__Supplied records__:
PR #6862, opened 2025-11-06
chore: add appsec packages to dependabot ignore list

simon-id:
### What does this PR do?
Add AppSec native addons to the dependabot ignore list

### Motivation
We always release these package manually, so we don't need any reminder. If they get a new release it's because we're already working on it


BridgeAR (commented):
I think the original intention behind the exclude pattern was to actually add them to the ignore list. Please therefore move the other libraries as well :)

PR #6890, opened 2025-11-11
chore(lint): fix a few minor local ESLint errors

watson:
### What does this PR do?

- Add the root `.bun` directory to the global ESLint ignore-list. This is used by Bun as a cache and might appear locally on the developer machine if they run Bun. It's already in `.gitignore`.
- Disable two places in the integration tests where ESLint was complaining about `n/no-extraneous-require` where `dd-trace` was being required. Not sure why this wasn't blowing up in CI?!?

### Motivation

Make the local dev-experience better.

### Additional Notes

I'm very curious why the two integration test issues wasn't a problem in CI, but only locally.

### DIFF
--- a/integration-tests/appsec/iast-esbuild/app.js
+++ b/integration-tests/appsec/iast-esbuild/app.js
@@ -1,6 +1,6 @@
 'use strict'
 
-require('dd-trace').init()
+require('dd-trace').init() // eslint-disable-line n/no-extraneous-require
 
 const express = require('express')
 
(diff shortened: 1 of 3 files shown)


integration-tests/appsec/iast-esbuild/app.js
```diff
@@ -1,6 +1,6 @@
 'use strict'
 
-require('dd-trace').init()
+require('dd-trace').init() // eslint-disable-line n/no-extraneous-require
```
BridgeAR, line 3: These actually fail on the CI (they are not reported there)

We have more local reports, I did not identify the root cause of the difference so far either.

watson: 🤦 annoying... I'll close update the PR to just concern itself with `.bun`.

__How to complete this task__: Every record above is to be copied out again exactly as written.

__Task response__:
PR #6862, opened 2025-11-06
chore: add appsec packages to dependabot ignore list

simon-id:
### What does this PR do?
Add AppSec native addons to the dependabot ignore list

### Motivation
We always release these package manually, so we don't need any reminder. If they get a new release it's because we're already working on it


BridgeAR (commented):
I think the original intention behind the exclude pattern was to actually add them to the ignore list. Please therefore move the other libraries as well :)

PR #6890, opened 2025-11-11
chore(lint): fix a few minor local ESLint errors

watson:
### What does this PR do?

- Add the root `.bun` directory to the global ESLint ignore-list. This is used by Bun as a cache and might appear locally on the developer machine if they run Bun. It's already in `.gitignore`.
- Disable two places in the integration tests where ESLint was complaining about `n/no-extraneous-require` where `dd-trace` was being required. Not sure why this wasn't blowing up in CI?!?

### Motivation

Make the local dev-experience better.

### Additional Notes

I'm very curious why the two integration test issues wasn't a problem in CI, but only locally.

### DIFF
--- a/integration-tests/appsec/iast-esbuild/app.js
+++ b/integration-tests/appsec/iast-esbuild/app.js
@@ -1,6 +1,6 @@
 'use strict'
 
-require('dd-trace').init()
+require('dd-trace').init() // eslint-disable-line n/no-extraneous-require
 
 const express = require('express')
 
(diff shortened: 1 of 3 files shown)


integration-tests/appsec/iast-esbuild/app.js
```diff
@@ -1,6 +1,6 @@
 'use strict'
 
-require('dd-trace').init()
+require('dd-trace').init() // eslint-disable-line n/no-extraneous-require
```
BridgeAR, line 3: These actually fail on the CI (they are not reported there)

We have more local reports, I did not identify the root cause of the difference so far either.

watson: 🤦 annoying... I'll close update the PR to just concern itself with `.bun`.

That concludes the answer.